- Church: Catholic Church
- See: Clogher
- In office: 26 February 1865 – 28 December 1893
- Predecessor: Bishop Charles McNally
- Successor: Bishop Richard Owens

Personal details
- Born: 12 January 1823 Scotstown, County Monaghan
- Died: 28 December 1893 (aged 70)
- Alma mater: Maynooth College

= James Donnelly (bishop) =

Irish Catholic bishop

James Donnelly (12 January 1823 - 28 December 1893) was Roman Catholic bishop of the Diocese of Clogher in the Archdiocese of Armagh in Ireland.

Born in Scotstown, County Monaghan, he studied in St. Patrick's College, Maynooth and was a priest in the Diocese of Clogher ordained in June 1846. He was a professor in the Diocesan College of St Macartan's College in 1848 and Professor in the Irish College in Paris before being appointed Parish Priest of Roslea in County Fermanagh. He was appointed as Coadjutor Bishop of Clogher on 11 December 1864, and succeeded automatically to the See following the death of Bishop Charles McNally. He was ordained bishop on 26 February 1865. He died in office in on 28 December 1893 having served as bishop of his diocese for almost twenty-nine years. Donnelly was succeeded by Bishop Richard Owens.
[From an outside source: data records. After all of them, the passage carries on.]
PR #408, opened 2025-07-11
feat: insert delete rows cols

BrianHung:
bulk insert delete rows cols

### DIFF
--- a/base/src/test/user_model/test_batch_row_column_diff.rs
+++ b/base/src/test/user_model/test_batch_row_column_diff.rs
@@ -1,0 +1,154 @@
+#![allow(clippy::unwrap_used)]
+
+use bitcode::decode;
+
+use crate::{
+    test::util::new_empty_model,
+    user_model::history::{Diff, QueueDiffs},
+    UserModel,
+};
+
+fn last_diff_list(model: &mut UserModel) -> Vec<Diff> {
+    let bytes = model.flush_send_queue();
+    let queue: Vec<QueueDiffs> = decode(&bytes).unwrap();
+    // Get the last operation's diff list
+    queue.last().unwrap().list.clone()
+}
+
+#[test]
+fn diff_invariant_insert_rows() {
+    let base = new_empty_model();
+    let mut model = UserModel::from_model(base);
+
+    assert!(model.insert_rows(0, 5, 3).is_ok());
+
+    let list = last_diff_list(&mut model);
+    assert_eq!(list.len(), 3);
+    for diff in list {
+        match diff {
+            Diff::InsertRow { sheet, row } => {
+                assert_eq!(sheet, 0);
+                assert_eq!(row, 5);
+            }
+            _ => panic!("Unexpected diff variant"),
+        }
+    }
+}
+
+#[test]
+fn diff_invariant_insert_columns() {
+    let base = new_empty_model();
+    let mut model = UserModel::from_model(base);
+
+    assert!(model.insert_columns(0, 2, 4).is_ok());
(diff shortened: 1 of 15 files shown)


nhatcher (changes requested):
This is great!

Some comments:

1. we shouldn't keep the old API for insert 1 row or column
2. We need tests in the Rust code (its also fine to have them in JavaScript. Test should cover corner cases, like too many columns, negative values, etc

Point 1. will imply changing the UI a little bit. You don't need to add UI to insert bulk columns/rows as @dg-ac will need to do some design, juts adapt the API call.

It was a mistake to do it like this for me in the first place. Can't wait for this to be in place.

BrianHung:
I didn't know whether to remove the singular case to keep things backwards compatible or not. Might require a version bump if we do? If you're fine with it, I'll remove it!

nhatcher:
> I didn't know whether to remove the singular case to keep things backwards compatible or not. Might require a version bump if we do? If you're fine with it, I'll remove it!

Yes, please remove them. I'll handle releases and version bumps. You will need to update bindings and the js code of course, but should be pretty straightforward. you will need to change places like this:
https://github.com/ironcalc/IronCalc/blob/main/webapp/IronCalc/src/components/Worksheet/Worksheet.tsx#L343
But you don't need to update the UI or anything

BrianHung:
Do you think we should also support `InsertRows` `InsertCols` `DeleteRows` `DeleteCols` as diff types? Would be easier to multiplayer support if it builds on top of diffs 🤔 Can do in follow-up PR.

base/src/user_model/history.rs
```diff
@@ -1,3 +1,5 @@
+#![allow(deprecated)]
```
nhatcher: Please remove all deprecated functions. We really don't need them. At this point it is ok to break this.

base/src/user_model/common.rs
```diff
@@ -2478,4 +2614,6 @@ mod tests {
             assert_eq!(horizontal(&format!("{a}")), Ok(a));
         }
     }
+
+    // (batch diff tests moved to separate file)
```
nhatcher: You can remove this two lines

base/src/test/user_model/test_batch_row_column_diff.rs
```diff
@@ -0,0 +1,681 @@
...
+    let list = last_diff_list(&mut model);
+    assert_eq!(list.len(), 1);
+    match &list[0] {
+        Diff::InsertRows { sheet, row, count } => {
+            assert_eq!(*sheet, 0);
+            assert_eq!(*row, 5);
+            assert_eq!(*count, 3);
+        }
+        _ => panic!("Unexpected diff variant"),
+    }
```
nhatcher: A slightly nicer way to do this is:
```
assert!(matches!(list[0], Diff::InsertRows { sheet: 0, row: 5, count: 3 }));
```

nhatcher (changes requested):
Almost there!
Please remove the deprecated methods. Once taht's done I'll approve.

base/src/user_model/history.rs
BrianHung: Will do!

BrianHung:
wasm-pack / CI CD broken upstream but tests + code works locally for me.

nhatcher (approved):
LGTM!

nhatcher:
Could you rebase main? There is a small conflict, but easy to resolve

Many thanks for this feature!

BrianHung:
pushed force with lease; would just squash and merge all the commits!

Donnelly supervised the erection of St Macartan's Cathedral in Monaghan, work started by his predecessor, Bishop Charles McNally. The cathedral was consecrated on 21 August 1892 in the presence of the bishops of Ireland.

Donnelly was instrumental in the formation in March 1874 of the County Monaghan Liberal Registration Association to ensure that the maximum number possible of Catholic voters were registered for elections. He used the priests of the diocese as a means of organising the Catholic vote. His relationship with the local landlord in Monaghan town, Lord Rossmore, was stormy. The bishop took the side the tenants in their quest for security of tenure and, later, land ownership. Lord Rossmore responded by withdrawing the rights to the use of a quarry that was being used for stone to build the new cathedral. Donnelly was on good terms with other local landlords and with officials at local and national level, and with Lady Rossmore and her mother, both of whom converted to Catholicism.

When the Vatican I was held in 1869-70 Bishop Donnelly attended for the full duration of the council. He supported the declaration on Papal Infallibility. During his many visits to Rome and to the European continent generally he collected statuary and other items for the new cathedral.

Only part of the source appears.